-- Exercise directions --
Tally the lines below that hold the string "make", and report the tally by itself.

-- Stored data --
====

PR #129, opened 2024-02-19
fix: empty stream state on broadcast

EnriqueL8:
When a broadcast is attempted and the steam state hasn't been initialise it caused a nil pointer.

Two ways to solve this:
- If the stream state is nil, set an empty one as part of broadcast but that means no connections will receive those messages until that map updates 
- Wait for a least one connection on this stream to start and then start broadcasting. At least one connection will receive the messages for the stream whilst it's connected

I've gone for the latter one. We perform best-effort delivery for broadcast, so it could be argued to do the former, any thoughts appreciated!

### DIFF
--- a/pkg/wsserver/wsserver.go
+++ b/pkg/wsserver/wsserver.go
@@ -136,15 +136,8 @@ func (s *webSocketServer) Broadcast(ctx context.Context, stream string, payload 
 	s.mux.Lock()
 	ss := s.streamMap[stream]
 	if ss == nil {
-		s.mux.Unlock()
-		// Waiting for a least one connection to start the stream
-		// before we start broadcasting
-		// Err always nil per callback function
-		_ = s.waitStreamConnections(ctx, stream, func(providedState *streamState) error {
-			ss = providedState
-			return nil
-		})
-		s.mux.Lock()
+		ss = &streamState{}
+		s.streamMap[stream] = ss
 	}
 	conns := make([]*webSocketConnection, len(ss.conns))
 	copy(conns, ss.conns)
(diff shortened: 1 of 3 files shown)


pkg/wsserver/wsserver.go
```diff
@@ -132,9 +132,20 @@ func (s *webSocketServer) Close() {
...
-func (s *webSocketServer) Broadcast(ctx context.Context, stream string, payload interface{}) {
+func (s *webSocketServer) Broadcast(ctx context.Context, stream string, payload interface{}) error {
 	s.mux.Lock()
 	ss := s.streamMap[stream]
+	if ss == nil {
+		s.mux.Unlock()
+		// Waiting for a least one connection to start the stream
+		// before we start broadcasting
+		// Err always nil per callback function
+		_ = s.waitStreamConnections(ctx, stream, func(providedState *streamState) error {
```
nguyer, line 143: Does `waitStreamConnections` block here if nobody is connected?

nguyer (commented):
I'm not sure that this solution is consistent with the way we have viewed these types of connections throughout our architecture. The "Broadcast" function is expected to be non-blocking and any code should be able to call it regardless of whether any clients are current connected. The Broadcast function specifically is also not intended to be a durable message queue (as opposed to the RoundTrip function), which I think these changes have begun to alter. It is expected that if something is broadcasted (a TX receipt for example) while my client is not connected, if I am interested in that receipt, when I need to query for it when my client connects. I expect to be caught up on batches that I have missed (the durable part of the stream), but broadcasts are a different thing altogether.

pkg/wsserver/wsserver.go
EnriqueL8: Yes it does block

nguyer:
> This will not be true I expect to be caught up on batches that I have missed and continue to be true if you are late joiner to a broadcast stream

That's fine. Broadcasts and batches that go through the RoundTrip are different in this regard.

EnriqueL8:
Just to clarify we are broadcasting batches as well so batching and delivery methods are completely different and configured independently. 

Have pushed the simpler change

nguyer (approved):

PR #132, opened 2024-03-11
[fftls] Allow for In-Memory or Inlined TLS Certificates

hfuss:
Useful for configs which want to inline the certs as large PEM blocks in their config files, or when constructing TLS configs from in-memory certificates (such as certificates downloaded from a Kubernetes Secret).

### DIFF
--- a/pkg/fftls/config.go
+++ b/pkg/fftls/config.go
@@ -1,4 +1,4 @@
-// Copyright © 2023 Kaleido, Inc.
+// Copyright © 2024 Kaleido, Inc.
 //
 // SPDX-License-Identifier: Apache-2.0
 //
--- a/pkg/fftls/config.go
+++ b/pkg/fftls/config.go
@@ -23,14 +23,21 @@ import (
 const (
 	// HTTPConfTLSCAFile the TLS certificate authority file for the HTTP server
 	HTTPConfTLSCAFile = "caFile"
+	// HTTPConfTLSCA the TLS certificate authority in PEM format
+	HTTPConfTLSCA = "ca"
 	// HTTPConfTLSCertFile the TLS certificate file for the HTTP server
 	HTTPConfTLSCertFile = "certFile"
+	// HTTPConfTLSCert the TLS certificate in PEM format
+	HTTPConfTLSCert = "cert"
 	// HTTPConfTLSClientAuth whether the HTTP server requires a mutual TLS connection
 	HTTPConfTLSClientAuth = "clientAuth"
 	// HTTPConfTLSEnabled whether TLS is enabled for the HTTP server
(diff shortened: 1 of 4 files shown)


hfuss:
Small example that provides some context:
```golang
               	cfg := &ffresty.Config{}
                secretName := "mtls-config"
                secret := &corev1.Secret{}
		err := ctrlClient.Get(context, types.NamespacedName{Namespace: "default", Name: secretName}, secret)
		if err != nil {
			return nil, err
		}

		tls, err := fftls.NewTLSConfig(context, &fftls.Config{
			Enabled: true,
			CA:      string(secret.Data["ca.crt"]),
			Cert:    string(secret.Data["tls.crt"]),
			Key:     string(secret.Data["tls.key"]),
		}, fftls.ClientType)
		if err != nil {
			return nil, err
		}
		cfg.TLSClientConfig = tls
		// proceed to use ffresty config to make a client
```

pkg/fftls/fftls_test.go
```diff
@@ -24,9 +24,11 @@ import (
 	"crypto/x509"
 	"crypto/x509/pkix"
 	"encoding/pem"
+	"github.com/stretchr/testify/require"
```
nguyer, line 27: Is there a specific reason to pull in `require` here, as opposed to `assert`? I think for unit tests we typically have stuck with `assert`, though I am noticing that is not _as_ true in this particular repo

pkg/fftls/config.go
```diff
@@ -23,14 +23,21 @@ import (
 const (
 	// HTTPConfTLSCAFile the TLS certificate authority file for the HTTP server
 	HTTPConfTLSCAFile = "caFile"
+	// HTTPConfTLSCA the TLS certificate authority in PEM format
+	HTTPConfTLSCA = "ca"
```
nguyer, line 27: I think we should document (probably in this comment so it's visible to the developer) that if these are set they will take precedence over the "file" fields.

nguyer (approved):
Just a couple of minor suggestions but otherwise looks good.

pkg/fftls/fftls_test.go
hfuss: So `require` fails the test immediately whereas `assert` keep runs the test if it doesn't pass. So I always use `require` for anything involve setup, where if it errors / is not successful, the entire things fails.

It's just syntactic sugar for:
```golang
if err != nil {
  t.Fatal(err)
}
```
I believe

pkg/fftls/config.go
hfuss: Comments updated

nguyer: You're right sorry. Had the switch statement backwards in my head.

====

-- Output below --
2